We also contrast our results with the hg38 assembly, where previous annotation identified an 8mer as the dominant HOR and a 33mer array with only four HOR copies [
35]. These results differ substantially from our findings in the T2T-CHM13 assembly, further demonstrating the limitations of hg38 in centromeric regions and highlighting the importance of telomere-to-telomere assemblies for comprehensive repeat structure analysis.
Several limitations of our approach should also be acknowledged. First, GRMhor relies on consensus-based alignment of alpha satellite monomers, which may result in reduced sensitivity in highly diverged or mosaic regions. Second, while GRM and MD diagrams provide visually robust validation of repeat periodicity, they are not statistical models and do not currently offer confidence metrics. Third, our analysis focuses on a haploid assembly (CHM13), and further validation across diverse human haplotypes will be important to assess population-level variability.
Future development of GRMhor will include incorporation of confidence scoring, integration with raw read mapping for orthogonal validation, and extension to other satellite families and repetitive structures. Application to phased diploid assemblies and epigenetically profiled datasets may further illuminate the role of HOR diversity in centromere function and genome evolution.
Although the 52mer HOR identified in this study is supported by two structurally identical and fully aligned copies in the T2T-CHM13 chromosome 21 assembly, its biological authenticity remains to be confirmed by orthogonal methods. At present, no raw read–level validation has been performed, and the 52mer structure has not yet been resolved in other haplotypes or population assemblies. However, both identified copies are internally consistent, exhibit no divergence across monomer types, and are embedded in canonical alpha satellite arrays.
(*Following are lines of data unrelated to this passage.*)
Issue #199, opened 2020-02-07
Setup authentication for the Search Widget 


HollyJoyPhillips:
- Machine to machine authentication and API handling

Issue #127, opened 2020-01-29
Web Components need to be lightweight as possible. Investigate and prototype solutions.


willmcvay:
Our first web component version, the Search Widget is a React App. This made sense when we were doing rapid prototyping however, for first public Beta they should be framework agnostic and super lightweight.

With this in mind we should investigate both Polymer and Svelte as possible solutions as lightweight standalone components.

Outcome of this ticket is to demonstrate a working MVP of the search widget

PR #559, opened 2020-03-09
feat: web components svelte refactor

willmcvay:
Fix: #127 
Fix: #199


packages/web-components/src/search-widget/client/api/constants.ts
```diff
@@ -0,0 +1,15 @@
+const CONSTANTS: { [key: string]: { [key: string]: string } } = {
+  LOCAL: {
+    WEB_COMPONENT_API_BASE_URL_SEARCH_WIDGET: 'http://localhost:3000',
+  },
+  DEV: {
+    WEB_COMPONENT_API_BASE_URL_SEARCH_WIDGET: 'http://localhost:3000',
+  },
+  PROD: {
+    WEB_COMPONENT_API_BASE_URL_SEARCH_WIDGET: 'http://localhost:3000',
```
tanphamhaiduong: So will we change it to ENV later right ?

packages/web-components/src/search-widget/client/api/constants.ts
```diff
@@ -0,0 +1,15 @@
+const CONSTANTS: { [key: string]: { [key: string]: string } } = {
+  LOCAL: {
+    WEB_COMPONENT_API_BASE_URL_SEARCH_WIDGET: 'http://localhost:3000',
+  },
+  DEV: {
+    WEB_COMPONENT_API_BASE_URL_SEARCH_WIDGET: 'http://localhost:3000',
```
tanphamhaiduong: So will we change it to ENV later right ?

packages/web-components/package.json
```diff
@@ -9,53 +9,42 @@
...
+    "serverless-offline": "^5.12.1",
+    "serverless-webpack": "^5.3.1",
+    "sirv-cli": "^0.4.5",
+    "svelte-jester": "^1.0.4",
+    "svelte-preprocess": "^3.4.0"
   },
-  "peerDependencies": {
-    "react": "^16.10.2",
-    "react-dom": "^16.10.2"
+  "dependencies": {
```
vuhuucuong: you should include `@reapit/cognito-auth` as a dependency here, so yarn build can build in correct order, and also if we want to use a fixed version of it, just provide the version number in here.

vuhuucuong: another cool thing about this is : hen you make some changes in `@reapit/cognito-auth`, all the tests in all packages which have `@reapit/cognito-auth` as a dependency will also be run by `lerna run test:update-badges`. This make sure our changes in `@reapit/cognito-auth` doesn't break another apps.
The same thing's applied for `@reapit/elements`, which forces you to update snapshot of all apps after making changes in `@reapit/elements`. That's very useful :)

willmcvay: Cognito Auth is not a dependency of this package and won't be - this is client credentials auth flow so the client side app does not need the user to login

packages/web-components/src/search-widget/client/api/constants.ts
willmcvay: Updated

packages/web-components/src/search-widget/client/api/constants.ts
willmcvay: Done!

PR #565, opened 2020-03-10
fix: Update the return data of update mutations

trankhacvy:


vuhuucuong:
Can you please run `yarn workspace build:schema` to generate `schema.graphql` file and include that file in commit

packages/graphql-server/src/resolvers/appointments/api.ts
```diff
@@ -109,7 +109,20 @@ export const callUpdateAppointmentAPI = async (
       },
       body: payload,
     })
-    return response
+    if (updateResponse) {
+      const getResponse = await fetcher({
```
tanphamhaiduong: pls call getById instead of create new fetcher in this

packages/graphql-server/src/resolvers/areas/api.ts
```diff
@@ -97,7 +97,20 @@ export const callUpdateAreaAPI = async (args: UpdateAreaArgs, context: ServerCon
       },
       body: payload,
     })
-    return response
+    if (updateResponse) {
+      const getResponse = await fetcher({
```
tanphamhaiduong: pls call getById instead of create new fetcher in this

vuhuucuong:
LGTM!

PR #361, opened 2019-02-16
fixed "this.log" => "console.log"

xonoxitron:
Errors: 
+ this.log('This iteration\'s data length was different from the first.');
+ this.log(`iterations: ${ this.i}, training error: ${ error }`);

Why?
"this.log" is not a function, it's boolean (inherited from "trainOpts.log")

### DIFF
--- a/src/train-stream.js
+++ b/src/train-stream.js
@@ -83,7 +83,7 @@ export default class TrainStream extends Writable {
    */
   finishStreamIteration() {
     if (this.dataFormatDetermined && this.size !== this.count) {
-      this.log('This iteration\'s data length was different from the first.');
+      console.log('This iteration\'s data length was different from the first.');
     }
 
     if (!this.dataFormatDetermined) {
@@ -100,7 +100,7 @@ export default class TrainStream extends Writable {
     const error = this.sum / this.size;
 
     if (this.log && (this.i % this.logPeriod === 0)) {
-      this.log(`iterations: ${ this.i}, training error: ${ error }`);
+      console.log(`iterations: ${ this.i}, training error: ${ error }`);
     }
     if (this.callback && (this.i % this.callbackPeriod === 0)) {
       this.callback({


robertleeplummerjr:
This is incorrect.  This.log, is being checked for truthy.  It is a boolean _or_ a function.

robertleeplummerjr:
But also, ty for your hard work investigating.  I grappled with this when I first looked at the code as well.

xonoxitron:
Hi Robert,
according to this:

*Training Options*
train() takes a hash of options as its second argument:

net.train(data, {
                            // Defaults values --> expected validation
      iterations: 20000,    // the maximum times to iterate the training
data --> number greater than 0
      errorThresh: 0.005,   // the acceptable error percentage from
training data --> number between 0 and 1
*      log: false,           // true to use console.log, when a function is
supplied it is used --> Either true or a function*
      logPeriod: 10,        // iterations between logging out --> number
greater than 0
      learningRate: 0.3,    // scales with delta to effect training rate
--> number between 0 and 1
      momentum: 0.1,        // scales with next layer's change value -->
number between 0 and 1
      callback: null,       // a periodic call back that can be triggered
while training --> null or function
      callbackPeriod: 10,   // the number of iterations through the
training data between callback calls --> number greater than 0
      timeout: Infinity     // the max number of milliseconds to train for
--> number greater than 0
});

it is misaligned with this:

// inherit trainOpts settings from neuralNetwork
neuralNetwork.updateTrainingOptions(options);
const { trainOpts } = neuralNetwork;
this.iterations = trainOpts.iterations;
this.errorThresh = trainOpts.errorThresh;
*this.log = trainOpts.log;*
this.logPeriod = trainOpts.logPeriod;
this.callbackPeriod = trainOpts.callbackPeriod;
this.callback = trainOpts.callback;

so, if *this.log *is *false OR a method *you are right, but if it is *true*,
you are *wrong* because it should use *console.log.*

In my pull request the case was:

this.log = true


so the following lines:

this.log(`iterations: ${ this.i}, training error: ${ error }`);
and
this.log('This iteration\'s data length was different from the first.');


give error.

happy coding buddy!

M

robertleeplummerjr:
Could you abstract this function for reuse perhaps, and reuse?: https://github.com/BrainJS/brain.js/blob/8455336e274277f571b236d98732b9f0890f5e63/src/neural-network.js#L368

xonoxitron:
The method is abstract enough, but in train-stream you have the neural
network object as property.
Inside the neural network the method is called, outside not.

const { trainOpts } = neuralNetwork;

should be

const { trainOpts } = neuralNetwork.trainOpts;

in a case like:

const config = { binaryThresh: 0.5, hiddenLayers: [3], activation:
'sigmoid', leakyReluAlpha: 0.01, trainOpts: { log: true } }; const net =
new brain.NeuralNetwork(config);

:)

PR #373, opened 2019-03-13
Adding example for LSTM with multiple output

acagastya:
Added an example for LSTM for determining if the test string starts with "A", "B", or "C".


mubaidr (approved):

mubaidr:
@acagastya thanks

PR #401, opened 2019-05-31
resolves svg issue 384

geokontop:

## Description
The problem is that when the network is created from a json object it keeps the network's sizes info in the attribute "sizes". While when created from the constructor the sizes attribute is null. In that case the sizes' info is kept in the attributes "inputSize", "outputSize" and "hiddenLayers". 

## Motivation and Context

## How Has This Been Tested?
Tested in the browser for networks created from the constructor and networks created with fromJSON(json) method

## Types of changes
 I had to add a line of code in  to-svg.js. 
if(!size) size = network.sizes;
So that both cases are checked.

## Author's Checklist:

## Reviewer's Checklist:


geokontop:
resolves issue 384

robertleeplummerjr:
Ty for the PR!  There seems to be a lot of cache files added with this PR.  Any chance of having them removed?

geokontop:
I don't know why that happened. It looks like babel's compilation recreates all the files, so they appear to be altered. I will repeat the procedure tomorrow with a new pr. Have a nice day,

robertleeplummerjr:
You rock Georgios.

Issue #412, opened 2019-07-06
How to run examples in the develop branch?


massaroni:
What command should we use to run an example in the develop branch?

## *What* is wrong?
Examples are throwing errors in the develop branch.

## *Where* does it happen?
In the develop branch.

## *How* do we replicate the issue?
When I try to run any example in node, it's throwing an error in the develop branch:

```bash
$ node examples/javascript/which-letter-simple.js 
.../brain.js/examples/javascript/which-letter-simple.js:1
(function (exports, require, module, __filename, __dirname) { import brain from '../../src';
                                                              ^^^^^^

SyntaxError: Unexpected token import
    at new Script (vm.js:51:7)
    at createScript (vm.js:136:10)
    at Object.runInThisContext (vm.js:197:10)
    at Module._compile (internal/modules/cjs/loader.js:618:28)
    at Object.Module._extensions..js (internal/modules/cjs/loader.js:665:10)
    at Module.load (internal/modules/cjs/loader.js:566:32)
    at tryModuleLoad (internal/modules/cjs/loader.js:506:12)
    at Function.Module._load (internal/modules/cjs/loader.js:498:3)
    at Function.Module.runMain (internal/modules/cjs/loader.js:695:10)
    at startup (internal/bootstrap/node.js:201:19)


$ node --version
v9.11.2
```

## Expected behavior
It works fine in the master branch:

```bash
$ node examples/which-letter-simple.js 
iterations: 10, training error: 0.23317416631428975
iterations: 20, training error: 0.210598456317468
iterations: 30, training error: 0.17436649541030716
iterations: 40, training error: 0.13409059488488398
iterations: 50, training error: 0.10131207107612829
iterations: 60, training error: 0.07420014998226022
iterations: 70, training error: 0.0518410705540017
iterations: 80, training error: 0.03558307536025094
iterations: 90, training error: 0.025044735270968704
iterations: 100, training error: 0.018431227715397347
iterations: 110, training error: 0.014178778824250277
iterations: 120, training error: 0.011323259386754258
iterations: 130, training error: 0.009319155256412576
iterations: 140, training error: 0.007856361954302204
iterations: 150, training error: 0.0067525114866180585
iterations: 160, training error: 0.005895903210432278
iterations: 170, training error: 0.005215334626081061
a
```

mubaidr:
You have to change `import` (not supported in nodejs environment) statement to `require`, like: 
```js
const brain = require('../../src')
```

[...]

PR #413, opened 2019-07-08
run examples in nodejs without running a build

massaroni:
## Description
Run example scripts in nodejs without running a build.  This should save time for contributors, and make it easier for users to get comfortable when they first discover brain.js.

## Motivation and Context
This is a solution to [Issue #412](https://github.com/BrainJS/brain.js/issues/412) that enables maintainers and contributors to continue using their preferred es6 import statements, going forward.

For example, now you can run examples containing es6 imports, like this:
```bash
node -r esm examples/javascript/which-letter-simple.js
```

Overall, this PR has the following code changes: fixing some es6 exports for nodejs compatibility, added a new dev dependency, updated the dist build and readme documentation.


mubaidr:
Nice work! but I think a more general approach is needed, more info here: https://github.com/BrainJS/brain.js/issues/412#issuecomment-509223167

mubaidr:
Closing in favor of: https://github.com/BrainJS/brain.js/pull/415

PR #433, opened 2019-08-14
Update README.md

FinlayDaG33k:
image

## Description
I have added a line to the documentation that informs users that if they want to use the values (currently `error` and `iterations` of the `log`) property in their own output, they can do so by using the `callback` property instead.

## Motivation and Context

It's not a required change but I feel like it might save some hassle for new users :)

[issue](https://github.com/BrainJS/brain.js/issues/#431)

## Types of changes

- [x] Documentation update (<-- why is this not in the template?)

## Author's Checklist:

## Reviewer's Checklist:


robertleeplummerjr (approved):
Very nice job!  Ty!

Issue #446, opened 2019-09-16
Change the signature of logging function from log(info:string)  to log(info:string, {iterations: number, error: number})})


geosp:
## *What* is wrong?
I'm visualizing training by observing the model's behavior via a plot of iterations vs. error. 
I expected the log function signature to have iterations and error as numeric values. 

## *Where* does it happen?
It happens any time a training option for log is provided as a function.

## *How* do we replicate the issue?
1. Clone my repository [hello_brain](https://github.com/geosp/hello_brain)
2. Follow readme instructions.
3. Run `hpvsmpg` example like this: `npm start hpvsmpg`

## *How* important is this (1-5)?
3

## Expected behavior (i.e. solution)
I created a work around in my code in the [train helper](https://github.com/geosp/hello_brain/blob/master/src/core/train.ts#L59)
I have also created a PR associated with this issue.

## Other Comments
This is what I'm accomplishing with this feature:
![brain_prediction](https://user-images.githubusercontent.com/20133884/64932218-76bf5000-d80b-11e9-8a21-28e8e14a05bd.png)
![brain_error_log](https://user-images.githubusercontent.com/20133884/64932228-80e14e80-d80b-11e9-99f4-4b99b2d34cc9.png)

colus001:
I think you can use `trainingOptions.callback` instead. 

```
export interface INeuralNetworkTrainingCallback {
  (state: INeuralNetworkState): void;
}

export interface INeuralNetworkState {
  iterations: number;
  error: number;
}
```

I'm using like below.

```
const trainingOptions: INeuralNetworkTrainingOptions = {
  ...
  callback: (state) => progress.tick(callbackPeriod, {
    error: `error: ${state.error.toFixed(6)} / ${errorThresh}`,
  }),
  callbackPeriod,
};
```

geosp:
Thank you for your response. I wonder why we need both log and callback. I would be nice to just keep callback and get rid of log.

PR #450, opened 2019-09-16
Fix wrong log callback type

colus001:
Fix wrong log callback type on trainingOptions

cat
## Description

Only tiny fix to avoid confusion on log callback options

## Motivation and Context

[issue](https://github.com/BrainJS/brain.js/issues/446)
Kind of related

## How Has This Been Tested?

No test required

## Types of changes

## Author's Checklist:

## Reviewer's Checklist:

### DIFF
--- a/__tests__/neural-network/json.js
+++ b/__tests__/neural-network/json.js
@@ -457,7 +457,7 @@ describe('JSON', () => {
           const json = net.toJSON();
           const newNet = new NeuralNetwork()
             .fromJSON(json);
-          expect(newNet.trainOpts.log).toBe(console.log);
+          expect(newNet.trainOpts.log).toBe(net.logTrainingStatus);
         });
       });
 
--- a/__tests__/neural-network/json.js
+++ b/__tests__/neural-network/json.js
@@ -439,7 +439,7 @@ describe('JSON', () => {
             .fromJSON(json);
           expect(newNet.trainOpts.log).toBe(NeuralNetwork.trainDefaults.log);
         });
-        it('uses console.log for `true`', () => {
+        it('uses net.logTrainingStatus for `true`', () => {
           const net = new NeuralNetwork({ hiddenLayers: [2] });
           const log = true;
           net.trainingTick = () => {};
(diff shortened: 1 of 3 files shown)


mubaidr:
I think the trainingLogCallback and trianingCallback has same interface. Both returns iterations and error. So why a different type?

colus001:
No it doesn't. 

logCallback returns `string`
callback returns `state`

```
const trainingOptions: INeuralNetworkTrainingOptions = {
  ...
  callback: console.log,
  ...
}
```

Will print.

```
{ iterations: 40, error: 0.1505548765650579 }
{ iterations: 41, error: 0.07967034997254249 }
```

By the way, 

```
const trainingOptions: INeuralNetworkTrainingOptions = {
  ...
  log: console.log,
  ...
}
```

will print out as below returning `string` not `INeuralNetworkState`

```
iterations: 30, training error: 0.24721950121220654
iterations: 40, training error: 0.1505548765650579
```

I don't think logCallback is actually necessary but at least type should be fixed.
It took me a while to find what's wrong here, since type was both State

mubaidr (approved):

mubaidr:
Sounds good, but it would be even better if we can make arguments same for both. So that `state` is passed to user provided function not the string. 

Can you please update so that:
- If `log` is true, then use console log to print string message
- If `log` is function (provided by user) then pass state to the function

Changes required here: https://github.com/BrainJS/brain.js/blob/master/src/neural-network.js#L446

colus001:
@mubaidr I reverted the type changes, and fixed log related codes. any comment?

mubaidr (approved):

mubaidr:
Just  a minor step, there is a redundant interface now: : https://github.com/BrainJS/brain.js/blob/279befba202558f1e7e18af30408880e13404e1a/src/index.d.ts#L89

mubaidr:
Updated tests are failing too. Please have a look. 
https://travis-ci.org/BrainJS/brain.js/jobs/591940249#L277
https://travis-ci.org/BrainJS/brain.js/jobs/591940249#L296

mubaidr:
Everything except the above two changes required looks good, thanks for your patience and contribution. 👍

colus001:
```
$ npm run test ./__tests__/neural-network/json.js

> brain.js@2.0.0-alpha.9 test /Users/alma/Development/brain.js
> jest --env=node "./__tests__/neural-network/json.js"

 PASS  __tests__/neural-network/json.js

Test Suites: 1 passed, 1 total
Tests:       71 passed, 71 total
Snapshots:   0 total
Time:        0.698s, estimated 1s
Ran all test suites matching /.\/__tests__\/neural-network\/json.js/i.
```

`index.d.ts` no longer exists in this PR 😄

mubaidr (approved):

mubaidr:
Thanks again! Looking forward to more contributions!

PR #492, opened 2019-12-17
Fix NaN error rate bug in RNNs.

N8python:
I changed the NaN check along with the error rate calculation. I tried this locally on my computer and it causes the RNNs to be much, much less buggy.

This minor change prevents the RNNs from having an error rate of Infinity and NaN. I know why it prevents the NaN error rate (no more dividing by zero), however as I am new to ML I'm not sure why. I think it might have to do with `Number.isNaN` genuinely checking for NaN ( and not returning true for strings, arrays, etc.), but I don't know for sure.

This is a minor change, so it shouldn't have much of an impact on the rest of the library. I saw it's results while running some neural nets locally on my machine. I don't have an amazing testing environment, but the results looked promising.

## Types of changes

## Author's Checklist:

## Reviewer's Checklist:

### DIFF
--- a/src/recurrent/rnn.js
+++ b/src/recurrent/rnn.js
@@ -473,9 +473,9 @@ class RNN {
         const err = this.trainPattern(data[j], true);
         sum += err;
       }
-      error = sum / data.length;
+      error = sum / Math.max(data.length, 1);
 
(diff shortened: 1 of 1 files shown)


N8python:
Never mind. It was an exploding gradient.

robertleeplummerjr:
ty for making this, and updating the issue.

Issue #551, opened 2020-05-17
Migrate to TypeScript


mubaidr:
We plan to gradually migrate brain.js to TypeScript, code base is pretty large, so we would love your help! 💪

How to contribute?
- Convert a file from .js to .ts
- Add types, fix all type errors.
- Submit a PR! 🎉

**Here you can find a guide on [how to contribute](https://github.com/BrainJS/brain.js/blob/master/CONTRIBUTING.md).**

Want to convert something, let us know in the comment and go ahead! 😎

To avoid duplicate work please comment on which part you want to work on (as long as nobody else is working on it) so we can mark it as taken.

Reach out to us!
Feel free to reach if you have questions or need help getting started. You can leave comments here or you can tag me in your PR if you need any help or you're not sure about something!

You can also get in touch on our [![Gitter](https://badges.gitter.im/Join%20Chat.svg)](https://gitter.im/brain-js/Lobby?utm_source=badge&utm_medium=badge&utm_campaign=pr-badge&utm_content=badge) & [![Slack](https://slack.bri.im/badge.svg)](https://slack.bri.im).

Happy Coding! 🤟 

<hr/>

**UPDATE**: 

Wohoooo!!! 🎉 

All files inside `src` directory are migrated to typescript. (Except few ones which are already taken up and being worked on), though we are still looking on improvements to types in these files and removing `any` types from the source. You are welcome to contribute. 😊 

`__tests__` directory has still some files left that needs migration to typescript, so feel free to pick em up! 🍭 

<hr/>

**UPDATE**

For anyone looking to contribute, here is the list of files that still needs typescript migration: 

https://github.com/BrainJS/brain.js/search?l=javascript&p=1

yashshah1:
I'd like to start working on this, I have some experience with Ts, can you tell me which module is up for grabs?

mubaidr:
@yashshah1 You are welcome to contribute, please pick any module or portion for conversion and mention it here, so I can mark it in-progress (to avoid any duplication effort).

nabeelvalley:
I'd like to work on this too, any recommendations on where to start?

mubaidr:
@nabeelvalley here is the short guide, super simple to start. Please pick any module or portion for conversion and mention it here, so I can mark it in-progress (to avoid any duplication effort).

**Here you can find a guide on [how to contribute](https://github.com/BrainJS/brain.js/blob/master/CONTRIBUTING.md).**

nabeelvalley:
[...]

PR #587, opened 2020-08-30
Convert Utitlities/zeros* to typescript

harshkhandeparkar:
## Description
- Converted src/utilitities/zeros*.js to typescript
- To use typescript default imports, I either had to do require().default, change the default exports to just exports (*or convert the whole codebase to typescript*)
So I chose option 2 since it is better to [avoid default exports](https://basarat.gitbook.io/typescript/main-1/defaultisbad) anyway.
- Changed all the files that import the zeros* utilities.

NOTE: This branch is based on the `ts` branch so merging #585 is required.

## Motivation and Context

## Types of changes

- [x] ¯\\\_(ツ)_/¯

## Author's Checklist:

## Reviewer's Checklist:


src/estimator/mean-squared-error.ts
```diff
@@ -0,0 +1,77 @@
...
+import { IKernelRunShortcut } from 'gpu.js';
+
+/**
+ * 2D Mean Squared Error
+ */
+export function mse2d(
+  this: {
+    constants: { height: number; width: number; length: number };
+  },
+  errors: Array<[number, number]>
```
harshkhandeparkar, line 11: Is this the linter? This should have been in the older commits. I believe the linter is running after the commit. Is this a known issue?

mubaidr:
Please pull `master` into `HarshKhandeparkar:js-needs-types`

src/estimator/mean-squared-error.ts
mubaidr: Please pull master into HarshKhandeparkar:js-needs-types

harshkhandeparkar:
Okay.

src/estimator/mean-squared-error.ts
harshkhandeparkar: Done. This is still there though. Should it happen precommit?

mubaidr: We run `npm run lint` as `pre-commit` hook. So if there is any error/warning in code it will be notified.

mubaidr (approved):

src/estimator/mean-squared-error.ts
harshkhandeparkar: Ohk. I used the VSCode git extension so I didnt get any errors.
If that hook makes any changes, doesn't it commit those changes?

Importantly, the region containing the 52mer HOR overlaps with the centromeric domain of chromosome 21 in the CHM13 cell line, which was shown to be enriched for CENP-A binding [
7]. While that study did not resolve the HOR structure, the functional annotation supports the biological relevance of this locus. Future analyses involving raw long-read alignments, phased haplotypes, and population-scale assemblies will be essential to verify the recurrence, variability, and centromere association of the 52mer HOR across individuals.
In our accompanying study [
56], we provide a detailed comparison of GRMhor with other available tools for HOR detection, including NTRprism, HORmon, and HiCAT. Unlike these methods, which are often limited to canonical or Willard-type HORs, GRMhor is capable of detecting complex and highly divergent structures, including cascading HORs and arrays with partial or no canonical units. For instance, HORmon is specifically designed for reference-guided annotation of known centromeric repeats, whereas GRMhor can de novo identify novel HOR configurations from any tandem monomer array. Furthermore, while NTRprism provides fast, signal-based detection, it lacks fine-grained structural output, which GRMhor supplies through detailed alignment schemes and distance maps.
Additionally, we have benchmarked the runtime performance of GRMhor against NTRprism using the full T2T-CHM13 chromosome 20 assembly. GRMhor completed the full analysis in ~35 min (Apple M3 Max, 36 GB RAM), compared to 125 s for NTRprism. While this illustrates that GRMhor is computationally more demanding, the tradeoff is justified by its superior resolution and structural precision. Users are also encouraged to extract and process individual HOR blocks for faster runtime and clearer output.